Мальчик со скромностью слабо улыбнулся.

— Да всё просто. Какое-то время я подсознательно всё-таки прятал свои способности, но меня выдал один из придворных псайкеров. Один молодой астропат, если быть точнее. Насколько я знаю, отец его потом даже наградил. Собственно, утром следующего дня меня уже привезли сюда. С тех пор никого из своей семьи я не видел. Ни разу.

Руксус не знал, что можно сказать в такой ситуации, однако Каме продолжил с всё той же мягкой улыбкой:

— Честно говоря, как ты думаешь сейчас о своей семье, так и я думаю, как там моя родная тётка.

По взгляду Руксуса Каме увидел, что тот ничего не понимает.

— Всё простой, мой друг.

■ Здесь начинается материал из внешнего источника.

PR #561, opened 2025-10-07
Adding document language attribute to workspace DB and updating translation process for search

tonyzhao6:
Reviewer:
Estimate: 30 minutes

---

## Description

Current search process incorrectly skips translation if the user query is in English/always translates user query to English without checking the language of the indexed documents. Instead, we should translate the user query to match the language of the indexed documents.

### Changes

1. Added a `doc_language` attribute to `WorkspaceDB`.
2. Updated search endpoint pipeline to translate user query only if needed to match the language of the indexed documents.
3. Updated `litellm` docker version to latest.
4. Update litellm config to also contain `VOYAGE_API_KEY`.

### Future Tasks (optional)

1. Next PR will update the frontend UI to allow users to specify/update the document language for their workspace.

## How has this been tested?

1. All pre-existing tests have been updated to support the new `doc_language` attribute.
2. New tests added for `doc_language` attribute.
5. UI tested by manually changing workspace language to `FRENCH`.

## Checklist

Fill with `x` for completed. 

- [X] I have updated the automated tests
- [X] I have updated the requirements


Makefile
```diff
@@ -86,7 +86,7 @@ setup-llm-proxy:
 	-@docker rm litellm-proxy
 	@docker system prune -f
 	@sleep 2
-	@docker pull ghcr.io/berriai/litellm:main-v1.40.10
+	@docker pull ghcr.io/berriai/litellm:main-v1.77.3-stable
```
tonyzhao6, line 89: This update should allow us to use newer models such as the Voyage AI models.

core_backend/app/auth/routers.py
```diff
@@ -240,6 +240,7 @@ async def authenticate_or_create_google_user(
             api_daily_quota=DEFAULT_API_QUOTA,
             asession=asession,
             content_quota=DEFAULT_CONTENT_QUOTA,
+            doc_language=DEFAULT_DOC_LANGUAGE,
```
tonyzhao6, line 243: When a new user registers via google credentials, their workspace document language will initially be `ENGLISH`. The user can then update this value in the UI after logging in.

core_backend/app/users/routers.py
```diff
@@ -258,7 +260,9 @@ async def create_first_user(
     # 1.
     user.role = UserRoles.ADMIN
     user.workspace_name = user.workspace_name or f"{user.username}'s Workspace"
-    workspace_db_new, _ = await create_workspace(asession=asession, user=user)
+    workspace_db_new, _ = await create_workspace(
+        asession=asession, doc_language=IdentifiedLanguage.ENGLISH, user=user
```
tonyzhao6, line 264: For the very first user, the default document language is `ENGLISH`. the user can then update this in the UI after logging in.

lickem22 (approved):
Thanks @tonyzhao6, Everything works well. 
Just one thing I noticed is when you edit a workspace with the same workspace name, it fails. Do you know why?

tonyzhao6:
> Thanks @tonyzhao6, Everything works well. Just one thing I noticed is when you edit a workspace with the same workspace name, it fails. Do you know why?

do you mean as in this screenshot?

Screenshot 2025-10-08 at 08 24 27

if so, i believe this is the expected behavior; i.e., the user cannot change the workspace name to something that already exist---thus, we display that warning message.

tonyzhao6:
> > > Thanks @tonyzhao6, Everything works well. Just one thing I noticed is when you edit a workspace with the same workspace name, it fails. Do you know why?
> > 
> > 
> > do you mean as in this screenshot?
> > Screenshot 2025-10-08 at 08 24 27
> > if so, i believe this is the expected behavior; i.e., the user cannot change the workspace name to something that already exist---thus, we display that warning message.
> 
> Yes, it made sense when we could only edit workspace name. Now lets say you have workspace1 with language as English. If now within the backend to workspace1 with language as French it fails saying: workspace with name `workspace1` already exists. It shouldn't happen

gotcha---yes, this would be addressed by the next PR with the frontend UI change because right now, there is no way to change the language except via the global config. did you want the backend ability in this PR as well?

tonyzhao6:
> > > > > Thanks @tonyzhao6, Everything works well. Just one thing I noticed is when you edit a workspace with the same workspace name, it fails. Do you know why?
> > > > 
> > > > 
> > > > do you mean as in this screenshot?
> > > > Screenshot 2025-10-08 at 08 24 27
> > > > if so, i believe this is the expected behavior; i.e., the user cannot change the workspace name to something that already exist---thus, we display that warning message.
> > > 
> > > 
> > > Yes, it made sense when we could only edit workspace name. Now lets say you have workspace1 with language as English. If now within the backend to workspace1 with language as French it fails saying: workspace with name `workspace1` already exists. It shouldn't happen
> > 
> > 
> > gotcha---yes, this would be addressed by the next PR with the frontend UI change because right now, there is no way to change the language except via the global config. did you want the backend ability in this PR as well?
> 
> I was able to change the language in the DB with the edit backend tho. Are you sure it's not ?

got it, understand what you mean now! thanks for the catch---latest updates should reflect the correct behavior.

Леди Виена Илентрайт — мэр города Кардена и старшая сестра моей родной матери.

Руксус тихонько присвистнул.

— А твоя семья далеко забралась, дружище.

— Сложно отрицать. Правда вот уже несколько лет это меня совсем не касается. Ну, давай, доедай. От того, что ты будешь голодать, твоим родным легче не станет. Ты кстати, наверное, слышал, — завтра занятия возобновятся. Странно, правда? Пока там пылает наш город, мы здесь продолжим учиться…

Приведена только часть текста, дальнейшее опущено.